(Big) Data Curation, Pipelines and Management

English
GRA 4157
6 Credits

Introduction

To gain consistent benefits from machine learning models in business, it is essential to move data science projects from experimentation to production by building automated machine learning pipelines. A standard machine learning pipeline consists of data preparation, model training, model evaluation and validation. The tasks of the automated pipeline range from collecting real-time streaming data to model and output management.

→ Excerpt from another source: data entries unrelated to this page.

PR #73, opened 2022-05-11
improve: add and update routes for testnets

daywiss:

This adds goerli, and updates the kovan deployment.  Also fixes linting staged files.

### DIFF
--- a/src/data/routes_5_0xA44A832B994f796452e4FaF191a041F791AD8A0A.json
+++ b/src/data/routes_5_0xA44A832B994f796452e4FaF191a041F791AD8A0A.json
@@ -1,0 +1,25 @@
+{
+  "hubPoolChain": 5,
+  "hubPoolAddress": "0xA44A832B994f796452e4FaF191a041F791AD8A0A",
+  "hubPoolWethAddress": "0x60D4dB9b534EF9260a88b0BED6c486fe13E604Fc",
+  "routes": [
+    {
+      "fromChain": 80001,
+      "toChain": 5,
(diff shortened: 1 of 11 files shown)


src/data/routes_5_0xA44A832B994f796452e4FaF191a041F791AD8A0A.json
```diff
@@ -0,0 +1,34 @@
...
+      "l1TokenAddress": "0x499d11E0b6eAC7c0593d8Fb292DCBbF815Fb29Ae"
+    },
+    {
+      "fromChain": 80001,
+      "toChain": 5,
+      "fromTokenAddress": "0xA6FA4fB5f76172d178d61B04b0ecd319C5d1C0aa",
+      "fromSpokeAddress": "0x45fF03629D024b7763275e732a2d80202c18b31C",
+      "fromTokenSymbol": "WETH",
+      "isNative": false,
+      "l1TokenAddress": "0xC02aaA39b223FE8D0A0e5C4F27eAD9083C756Cc2"
```
daywiss, line 31: i manually added this, i dont think its right, its actually mainnet weth address, but it should be the token address of the hubpools chains equivalent token.  Normally i can get this from events, but it wasnt available @chrismaree

daywiss: ended up removing this route, since it doesnt seem like it should be added.

Tulun (approved):

PR #81, opened 2022-05-12
fix: fix matic gas estimate

mrice32:


src/utils/bridge.ts
```diff
@@ -286,7 +286,7 @@ class Queries implements relayFeeCalculator.QueryInterface {
     private provider: Provider,
     private chainId: ChainId,
     private priceSymbol = "eth",
-    private defaultGas = "305572"
+    private defaultGas = "120000"
```
mrice32, line 289: Just turned this down to aid in testing and because this is an overestimate on some networks.

daywiss (approved):

PR #1496, opened 2025-03-12
feat: approval swap flow

dohaki:
Subset of https://github.com/across-protocol/frontend/pull/1269 that only contains approval-based swap flows.

Closes ACX-3900


james-a-morris (commented):
This diff is very large. We should schedule some time to review this in the order you recommend or provide some guidance on where the priority items are?

dohaki:
> This diff is very large. We should schedule some time to review this in the order you recommend or provide some guidance on where the priority items are?

Yes, fair point. I will set up a call

james-a-morris (approved):

PR #1501, opened 2025-03-18
feat: uniswap sdk-based quote retrieval

dohaki:
Allows to specify an optional param of type `type QuoteSource = "trading-api" | "sdk"` when using the `SwapRouter02` strategy for Uniswap. Specifying the value `"sdk"` will result in the usage of a quote retrieval via the SDK for cases where the Trading API doesn't support certain chains.

Closes ACX-3903

~Based on #1500, therefore draft~


gsteenkamp89 (approved):
Looks great, are these tested?

james-a-morris (approved):

PR #1504, opened 2025-03-20
feat: utilize rl disallow list in FE

james-a-morris:
This PR enables Risk Labs disallow list to be referenced by the FE.


daywiss (approved):
lgtm. out of curiousity did u have any concerns about response times

dohaki (approved):
Nice LGTM

james-a-morris:
> lgtm. out of curiousity did u have any concerns about response times

This was a quick endpoint - I'm not concerned about response times. The calls are done out of the hot path so we are not impacting user experience

james-a-morris:
> lgtm. out of curiousity did u have any concerns about response times

This was a quick endpoint - I'm not concerned about response times. The calls are done out of the hot path so we are not impacting user experience

PR #1509, opened 2025-03-25
add rpc proxy endpoint

gsteenkamp89:
## motivation

For some new chains we might have test RPC endpoints we may use that are protected via headers.
This endpoint acts as a proxy for the frontend to use as normal.

The API may skip this step since we can safely add headers there without a problem.

TODOs:
- The frontend must be smart enough to know when to use proxy for a certain chainId


james-a-morris (commented):
failing vercel build

gsteenkamp89:
> failing vercel build

I mistakenly thought we run the server when our test suites run, so we can test against our endpoints. but we actually do not do this, hence why this test was failing.

dohaki (dismissed):
LGTM

dohaki (approved):

PR #1533, opened 2025-04-07
sort tokens by balance

gsteenkamp89:
closes ACX-3973

Sorts tokens in TokenSelector by balance (desc.)

### DIFF
--- a/src/views/Bridge/components/TokenSelector.tsx
+++ b/src/views/Bridge/components/TokenSelector.tsx
@@ -111,7 +111,9 @@ export function TokenSelector({
         ...token,
         balance: balances?.[i] ? balances[i] : BigNumber.from(0),
       }))
-      .sort((a, b) => (b.balance.lt(a.balance) ? -1 : b.balance.gt(a.balance) ? 1 : 0));
+      .sort((a, b) =>
+        b.balance.lt(a.balance) ? -1 : b.balance.gt(a.balance) ? 1 : 0
+      );
   }, [orderedTokens, balances]);
 
   return (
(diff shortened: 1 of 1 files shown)


src/views/Bridge/components/TokenSelector.tsx
```diff
@@ -105,9 +106,26 @@ export function TokenSelector({
...
+        ...token,
+        balance: balances?.[i] ? balances[i] : BigNumber.from(0),
+      }))
+      .sort((a, b) => {
+        return Number(formatUnits(b.balance, b.decimals)) <
+          Number(formatUnits(a.balance, a.decimals))
+          ? -1
+          : Number(formatUnits(b.balance, b.decimals)) >
+              Number(formatUnits(a.balance, a.decimals))
+            ? 1
```
gsteenkamp89, line 121: comparing BigNumbers would place `0.001 WETH` above `100 USDC`

james-a-morris: OOC why are we sorting different token values based on their raw numbers? I feel like this should be normalized in USDC values or something similar

james-a-morris (commented):
one comment

src/views/Bridge/components/TokenSelector.tsx
gsteenkamp89: That's a great point. 
Will have to double check this with product before moving further

gsteenkamp89:
Closing this. 
We want to respect the ordering defined in `orderedTokenLogos`

PR #1534, opened 2025-04-07
rework remote env fetcher script, refactor prebuild command

gsteenkamp89:
## motivation

Issues solved:
1. current `prebuild` scripts runs twice on build
2. bash script to fetch remote env file fails if dev doesn't have some environment variables set manually (or globally) 
3. env vars live in too many places: `output_vercel.env`, `.env.local` & `.env`
4. script to fetch env fails silently if dev does not have required initial env setup

rename some scripts:
- `prebuild.ts` => `fetch-remote-config.ts`
- `prebuild-env.sh` => `fetch-remote-env.ts` (rewritten in typrescript for uniformity)
- ~~load-env~~

# Update

We do not merge env files, because there could be collisions and it can be hard to reason about which vars would take precedence over others.
Now we:
Fetch remote env, save it to `.env`
When we parse env files, it is done in this order:
1. `.env.local` (local should override remote env)
2. `.env` 

this is the order in which Vite will parse them so we follow the same order in the api by explicitly parsing them in this order with dotenv


james-a-morris (dismissed):
lgtm

james-a-morris (approved):

dohaki (approved):

PR #1535, opened 2025-04-07
fix: improve swap quote error handling

dohaki:


src/hooks/useUniversalSwapQuote.ts
```diff
@@ -81,5 +82,17 @@ export function useUniversalSwapQuote(
...
+      if (axios.isAxiosError(error)) {
+        const responseData = error.response?.data as { code?: string };
+        if (
+          responseData?.code === "AMOUNT_TOO_LOW" ||
+          responseData?.code === "SWAP_QUOTE_UNAVAILABLE"
+        ) {
+          return false;
+        }
+      }
+      return true;
```
gsteenkamp89, line 95: do we want to retry for other 400 + errors eg. `InvalidParamError` ?

gsteenkamp89 (dismissed):
very nice :)

pxrl (commented):
@dohaki Nice work to make the error diagnosis a lot more granular :+1: No other comments from me - I'll defer to @gsteenkamp89 on his open question.

src/hooks/useUniversalSwapQuote.ts
dohaki: Yeah, we can definitely improve error handling further. But for now the two errors here should be fine. `InvalidParamError` _should_ theoretically not be thrown in the context of our dApp. Sometimes we do throw a `SimulationError` where retries could make sense. Handling everything a bit more streamlined, should be a separate PR though.

src/hooks/useUniversalSwapQuote.ts
```diff
@@ -81,18 +81,25 @@ export function useUniversalSwapQuote(
...
+    const responseData = error.response?.data as { code?: string };
+    if (
+      responseData?.code === "AMOUNT_TOO_LOW" ||
+      responseData?.code === "SWAP_QUOTE_UNAVAILABLE"
+    ) {
+      return false;
+    }
+  }
+  return true;
+}
```
gsteenkamp89, line 105: Nice, we can expand on this in subsequent PRs 👍

gsteenkamp89 (approved):
Nice one, just one nit

src/hooks/useUniversalSwapQuote.ts
```diff
@@ -81,18 +81,25 @@ export function useUniversalSwapQuote(
...
-        const responseData = error.response?.data as { code?: string };
-        if (
-          responseData?.code === "AMOUNT_TOO_LOW" ||
-          responseData?.code === "SWAP_QUOTE_UNAVAILABLE"
-        ) {
-          return false;
-        }
+    refetchInterval: (query) => {
+      if (query.state.error && !shouldRetry(query.state.error)) {
+        return false;
```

In this course, you will learn the life cycle of a data science project and the responsibilities of different roles in a data science team. You will also learn how to build an efficient end-to-end data science project and get hands-on experience on programming in python. Particular focus will be put on what is typically the most time consuming part, namely data curation, cleaning, and management, including different database infrastructures and SQL-style queries.

Course content

The course will go towards advanced python programming with a particular focus on data science project life cycles. This includes:

Understanding business problems.
Under data curation, collection, and preprocessing the course will cover:
- Reading and writing data “manually” to files in python.
- Handling missing values, outliers, and other data anomalies.
- Database infrastructures and explore and curate data with pandas (including SQL and MongoDB).
- Make analysis queries that answer business questions.
- Create training data using queries.
Feature engineering.
Model building and deployment, including machine learning.
Roles and responsibilities in data science projects.

Disclaimer

This is an excerpt from the complete course description for the course. If you are an active student at BI, you can find the complete course descriptions with information on eg. learning goals, learning process, curriculum and exam at portal.bi.no. We reserve the right to make changes to this description.